[Stored items]

((

PR #3500, opened 2017-08-09
OS:10898061 fix bug with cached scopes and default arguments

sigatrev:
When cached scopes are used with default function arguments, any variable references in the default argument values would erroneously see the merged body and param scope

### DIFF
--- a/lib/Runtime/ByteCode/ByteCodeEmitter.cpp
+++ b/lib/Runtime/ByteCode/ByteCodeEmitter.cpp
@@ -3997,6 +3997,7 @@ void ByteCodeGenerator::StartEmitFunction(ParseNode *pnodeFnc)
                 !funcInfo->Escapes() &&
                 funcInfo->frameObjRegister != Js::Constants::NoRegister &&
                 !ApplyEnclosesArgs(pnodeFnc, this) &&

))

### [Directions for this task]
Search the data for "with". Copy every line that has it.

### [Response area]
OS:10898061 fix bug with cached scopes and default arguments
When cached scopes are used with default function arguments, any variable references in the default argument values would erroneously see the merged body and param scope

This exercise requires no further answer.